Two years ago, a girl named Reem Masarwa wrote to The Olive Branch, the newspaper of the Seeds of Peace, that she felt “caught between worlds” as an Arab citizen of Israel. Asel wrote back with some advice for her.
“I’m an Israeli?” he wrote. “So how come the word Arab is still there? I can never take the word Israeli off my passport, or the word Arab, which I feel proud of every time I hear it. We can’t change what we are, but we can change the way that we live already, we can take our lives in our hands once again, we can move from a position as a viewer of this game to a player. We are no more asked to watch; we can make a change. We don’t have to be caught; we can lead these two worlds, and still keep everything we had.”
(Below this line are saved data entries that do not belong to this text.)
PR #697, opened 2021-04-07
 BuildResidentialHPXML measure: Faster stochastic schedules

shorowit:
## Pull Request Description

Minimal changes that reduce the `ScheduleGenerator.create` method runtime by over 50% (7.6s -> 3.4s). Addresses the largest bottleneck that I saw in the schedule generation related to monthly offsets.

Tested against base-schedules-stochastic.osw, where an identical base-schedules-stochastic_schedules.csv is produced before and after this change.

## Checklist

Not all may apply:


rajeee:
Awesome! @shorowit  Do you think the improvement is coming from the sum vs reduce or because of the other fix involving flattening a list of arrays instead of manipulating the array in a loop? I guess it's the later, but would be good to know if sum is much more inefficient than reduce.

shorowit:
All of the improvement is the latter. I only switched to using the sum() function (new as of ruby 2.4) since it's much clearer what it does.

rajeee (approved):

joseph-robertson (approved):

PR #706, opened 2021-04-10
BuildResidentialHPXML measure: Faster stochastic schedules, second pass

shorowit:
## Pull Request Description

Some more minimal changes that reduce the ScheduleGenerator class runtime further. Now we're at ~80% reduction in speed from the original code:

  | Orig Time (s) | Prev PR Time (s) | New PR Time (s) | Tot Change
-- | -- | -- | -- | --
require yaml/json | 0.22 | 0.22 | 0.01 | -95%
ScheduleGenerator.new | 0.00 | 0.00 | 0.00 | --
ScheduleGenerator.create | 7.11 | 3.44 | 1.06 | -85%
ScheduleGenerator.export | 0.29 | 0.29 | 0.28 | --
**Sum** | **7.62** | **3.95** | **1.35** | **-82%**

Once again tested against base-schedules-stochastic.osw, where an identical base-schedules-stochastic_schedules.csv is produced before and after this change.

## Checklist

Not all may apply:


BuildResidentialHPXML/resources/schedules.rb
```diff
@@ -418,10 +418,7 @@ def create_stochastic_schedules(args:)
           if j >= @mkc_ts_per_day then break end # break as soon as we have filled activities for the day
 
           transition_probs = transition_matrix[(j - 1) * 7...j * 7] # obtain the transition matrix for current timestep
-          transition_probs_matrix = Matrix[*transition_probs]
-          current_state_vec = Matrix.row_vector(state_vector)
-          state_prob = current_state_vec * transition_probs_matrix # Get a new state_probability array
-          state_prob = state_prob.to_a[0]
+          state_prob = transition_probs[active_state]
```
shorowit, line 421: This is obviously so much simpler. Rather than create two matrices and perform matrix multiplication, we simply pull the array of interest out of the 2d array. Reduces time by ~1.5s.

BuildResidentialHPXML/resources/schedules.rb
```diff
@@ -500,15 +497,15 @@ def create_stochastic_schedules(args:)
     #   d. if more cluster, go to 4.
     mins_in_year = 1440 * @total_days_in_year
     mkc_steps_in_a_year = @total_days_in_year * @mkc_ts_per_day
-    sink_activtiy_probable_mins = [0] * mkc_steps_in_a_year # 0 indicates sink activity cannot happen at that time
+    sink_activity_probable_mins = [0] * mkc_steps_in_a_year # 0 indicates sink activity cannot happen at that time
```
shorowit, line 500: Just fixing a typo.

BuildResidentialHPXML/resources/schedules.rb
```diff
@@ -524,12 +521,14 @@ def create_stochastic_schedules(args:)
...
-        todays_probable_steps = sink_activtiy_probable_mins[day * @mkc_ts_per_day...((day + 1) * @mkc_ts_per_day)]
+        todays_probable_steps = sink_activity_probable_mins[day * @mkc_ts_per_day...((day + 1) * @mkc_ts_per_day)]
         todays_probablities = todays_probable_steps.map.with_index { |p, i| p * hourly_onset_prob[i / @mkc_ts_per_hour] }
         prob_sum = todays_probablities.sum(0)
         normalized_probabilities = todays_probablities.map { |p| p * 1 / prob_sum }
         cluster_start_index = weighted_random(prng, normalized_probabilities)
-        sink_activtiy_probable_mins[cluster_start_index] = 0 # mark the 15-min interval as unavailable for another sink event
+        if sink_activity_probable_mins[cluster_start_index] != 0
+          sink_activity_probable_mins[cluster_start_index] = 0 # mark the 15-min interval as unavailable for another sink event
+        end
```
shorowit, line 531: This reduces runtime by another 0.5s.

BuildResidentialHPXML/resources/schedules.rb
```diff
@@ -908,9 +906,9 @@ def apply_monthly_offsets(array:, weekday_monthly_shift_dict:, weekend_monthly_s
         raise "Could not find the entry for month #{month}, day #{day_of_week} and state #{@state}"
       end
 
-      new_array << array[day * 1440, 1440].rotate(lead)
+      new_array.concat(array[day * 1440, 1440].rotate(lead))
     end
-    return new_array.flatten!
+    return new_array
```
shorowit, line 911: Realized we could avoid the flatten call altogether by just building the 1d array from the start. Reduces runtime by ~0.2s.

BuildResidentialHPXML/resources/schedules.rb
```diff
@@ -1,7 +1,7 @@
 # frozen_string_literal: true
 
 require 'csv'
-require 'yaml'
+require 'json'
```
shorowit, line 4: This change also shaves 0.2s.

joseph-robertson:
@shorowit Why does ScheduleGenerator.export become faster?

shorowit:
> @shorowit Why does ScheduleGenerator.export become faster?

It doesn't become faster...?

BuildResidentialHPXML/resources/schedules.rb
rajeee: Nice!

BuildResidentialHPXML/resources/schedules.rb
rajeee: Hmm, interesting. I wonder why setting a value at an index would be that expensive that putting a conditional guard would save time?  How are you measuring saved times?

BuildResidentialHPXML/resources/schedules.rb
rajeee: Good one!  
The existing code was a result of trying to translate paper-maths into code without thinking throughly :)

BuildResidentialHPXML/resources/schedules.rb
rajeee: I really like having those comments alongside the values, so not sure if it is worth getting rid of yaml to save 0.2s.

BuildResidentialHPXML/resources/schedules.rb
shorowit: In general, the sink code did take significant time to run, but yes, I was also quite surprised to see that the above line of code was the culprit. But I reproduced it repeatedly. That said, feel free to test it yourself!

I basically used code like:
```
sum_t = 0
@total_days_in_year.times do |day|
      cluster_per_day.times do |cluster_count|
            ...
            t = Time.now
            sink_activity_probable_mins[cluster_start_index] = 0 # mark the 15-min interval as unavailable for another sink event
            sum_t += (Time.now - t)
      end
end
puts sum_t
```

BuildResidentialHPXML/resources/schedules.rb
shorowit: Yes, this is definitely the only controversial change. Indeed the lack of comments in json is unfortunate. But it felt like 0.2s is worth it, especially if A) we are running hundreds of thousands of simulations, or B) we ever want to use this for more use cases (like Home Energy Score) where we are doing everything we can to keep runtimes as fast as possible.

If we really need embedded comments, we could consider CSV or XML (both of which won't introduce overhead like YAML).

joseph-robertson (approved):

BuildResidentialHPXML/resources/schedules.rb
rajeee: Thanks! It's kinda surprising that it works this way, but yeah, can't deny hard results :)

BuildResidentialHPXML/resources/schedules.rb
rajeee: Thanks! Looks like a case of we gotta lose something to gain something :)

shorowit: Also note that I did toy with using embedded comments in the JSON like so:
https://github.com/NREL/OpenStudio-HPXML/blob/d4e34809f996891ef64f52f0f23528c023bce24a/BuildResidentialHPXML/resources/schedules_config.json

Do you think that's better than the current implementation of using a separate file?

rajeee (approved):

BuildResidentialHPXML/resources/schedules.rb
rajeee: I personally find the implementation of comments on JSON even more confusing than having a separate file.

How about adding a script to autogenerate the json from the yaml but keeping the yaml around?
The workflow would be:
1. Make modifications in the yaml.
2. Run the script to generate the JSON.
3. Commit both the json and yaml.

The risk is someone modifying the yaml but forgetting to run the script, thereby silently and mistakenly using the old config while believing they are using new one.

shorowit: Hmm. I can understand the motivation, but the programmer in me 😬s at the thought of redundant (and, as you point out, potentially out of sync) information.

rajeee: Hehe, I understand. It would have been nice if we could just convert it on the fly, but then that defeats the whole purpose and makes it even slower. I guess, it's a unique problem due to having to run this whole thing 1000s of times in succession. If there was a initial setup step in the workflow where we could do this just once before kicking off all the simulations, that would have been great.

To his Jewish friends in Seeds of Peace, Asel was a touchstone of shared experience. On their return from Maine, many found themselves hassled in school, called Arab-lovers and worse. And then they’d get e-mail from Asel, then a phone call, then an invitation to visit his house in Galilee.
And so the Seeds of Peace program was borne along, with a major assist from teenagers like Asel.
If he had an idealistic streak, Asel was also a realist, his friends said. A high school senior, he planned to attend the Technion in Haifa, Israel’s MIT, and to study computers and engineering.
Probably, said the Seeds, Asel would have founded a high-tech start-up. Probably, they said, he would have become well-to-do and important.
Now, the Seeds realized, they will never know what Asel would have become.
Bitter and stunned at what for many is their first experience with death, the Seeds are trying to make sense of Asel’s killing.
Said Eizenbaum: “We question what the hell we’re doing [in Seeds of Peace] if people are still getting shot and killed. It’s like, what’s the point?”
At Seeds of Peace headquarters today, Asel’s friends turned the main upstairs conference room into a shrine to his memory, decking it out with photos of Asel grinning, Asel making funny faces and Asel monkeying around. They lit candles on the floor and placed them around a scrapbook open to a page he had written about a field trip to Jordan—in successive paragraphs of Arabic, Hebrew and English.
Later this month, Seeds of Peace headquarters will celebrate the first anniversary of its opening in Jerusalem. Hundreds of Seeds have been invited, but a pall has been cast over the event.
“I cannot imagine how they’re going to have it without Asel,” said Evrany.